Selain itu, konsumsi listrik pun terus meningkat dari tahun ke tahun. Imbasnya 10 tahun mendatang cadangan BBM Indonesia diprediksi akan habis. Saat itu kebutuhan listrik Indonesia telah mencapai 47,45 juta ton SBM. Namun, hitungan di atas kertas tersebut tidak sepantasnya membuat optimisme mewujudkan ketahanan energi nasional menurun.

"Kini tersedia satu solusi yang membuat masa depan energi Indonesia tetap cerah, yakni sumber energi non-fosil seperti uranium yang dimanfaatkan dalam teknologi PLTN. Sumber uranium tersebut tidak perlu diimpor dari luar negeri.

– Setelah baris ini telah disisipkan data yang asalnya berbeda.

PR #1801, opened 2026-09-18
Frame rate limiter in config, and also optionally hide fps counter.

evertvorster:
The game runs incredibly fast, drawing many frames you simply will not see. 
This is wasteful, and makes gaming laptops noisy as they run flat out for no reason. 

Implemented a few popular frame rate mechanisms. 

vsync: just syncronizes to the monitor. 
Half monitor is simply half the refresh rate the monitor supports, so my laptop supports 240fps, and this would make it an effective 120fps. 

Then there is a drop-down with the refresh rates your monitor actually supports. 

This makes the game run way cooler and quieter, and you still have the unbounded option when doing optimizations. 
Lastly, FPS counter should not be a part of the game, and is disabled by default, but can be enabled for aformentioned optimizations.

Please answer the following:

Code Changes:
  - [ ] Play Tests
    - [ ] From the Main Menu, start a new Campaign.
    - [ ] Basic flight.
    - [ ] Docking to a planet.
    - [ ] On planet actions:
        - [ ] Save the game.
        - [ ] Read news.
        - [ ] Buy/Sell some goods.
    - [ ] SPEC flight.
    - [ ] Save the game again.
    - [ ] Upgrade your new ship.
    - [ ] Save once more.

Issues:

Purpose:
- What release is this for?


stephengtuggy:
Yes please! I am very interested in the frame rate limiter feature. I was going to request that you submit a Pull Request for it, @evertvorster , but you beat me to it.

Just one change I would like to request. The FPS display in the upper right of the HUD has been part of the game for years. Can we keep it in by default, while allowing it to be hidden if desired?

engine/src/gldrv/winsys.cpp
```diff
@@ -191,6 +191,68 @@ void winsys_swap_buffers() {
...
+
+void winsys_apply_frame_limit() {
+    const auto &g = configuration().graphics;
+
+    int interval = 1; // on (monitor)
+    if (g.vsync == "off") {
+        interval = 0;
+    } else if (g.vsync == "adaptive") {
+        interval = -1;
+    }
```
stephengtuggy: Maybe this could be a `class enum`, with three possible values?

engine/src/gldrv/winsys.cpp
```diff
@@ -191,6 +191,68 @@ void winsys_swap_buffers() {
...
+int winsys_monitor_refresh() {
+    SDL_Window *window = SDL_GL_GetCurrentWindow();
+    if (!window) {
+        return 0;
+    }
+    const SDL_DisplayMode *mode = SDL_GetCurrentDisplayMode(SDL_GetDisplayForWindow(window));
+    if (!mode) {
+        return 0;
+    }
+    return static_cast<int>(mode->refresh_rate + 0.5f);
```
stephengtuggy: The `0.5f` is for rounding purposes, isn't it? That wasn't immediately obvious to me as I read it.

I was going to suggest using something like `std::rint`, but the error handling for that is much too complicated. Maybe `std::nearbyint`? But you would still have to add

```c++
#include <cfenv>
#include <cmath>
#pragma STDC FENV_ACCESS ON
```

to the top of the file. And even then, I'm not sure it's guaranteed to work across all compilers.

engine/src/configuration/configuration.h
```diff
@@ -1724,6 +1724,12 @@ namespace vega_config {
         double fov_dbl = 37.5;
         float fov_flt = 37.5;
         bool framerate_changes_shader = false;
+        // Frame-rate limiting: vsync mode, and a software cap when it is below what
+        // the GPU would otherwise produce.
+        std::string vsync = "on";                    // "off" | "on" | "adaptive"
+        std::string frame_limit_mode = "unlimited";   // "unlimited" | "half" | "fixed"
+        int max_framerate = 0;                        // fixed cap, frames per second
+        bool show_fps = false;
```
stephengtuggy: I'd like to ask that this be `true` by default. It is most likely what longtime players will expect.

engine/src/gldrv/winsys.cpp
stephengtuggy: Something like:

```c++
class enum VegaVSyncMode {
    kOff = 0,
    kOnMonitor = 1,
    kAdaptive = -1,
}
```

stephengtuggy: And parse the JSON config setting into this enum internally.

engine/src/gfx/cockpit.cpp
```diff
@@ -2009,6 +2009,15 @@ void GameCockpit::Draw() {
         }
     }
 
+    // Optional FPS readout, drawn over everything. The shipped cockpits have no FPS
```
stephengtuggy: Huh? They don't?

engine/src/gldrv/winsys.cpp
stephengtuggy: https://en.cppreference.com/cpp/numeric/math/nearbyint

engine/src/configuration/configuration.h
evertvorster: done

stephengtuggy (approved):
LGTM (Looks Good To Me)! Let's ship it.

Berbagai daerah di Indonesia memiliki kandungan uranium yang cukup besar," tuturnya.

Salah satu contohnya daerah Kalan yang terletak di Kalimantan Barat, dimana kandungan uranium di sana diprediksi dapat membangkitkan daya hingga 3000 MW. Adanya potensi tersebut menerbitkan harapan baru bagi pemanfaatan teknologi nuklir ramah lingkungan guna menjamin ketersediaan pasokan listrik Indonesia di masa depan, demikian Efrizon.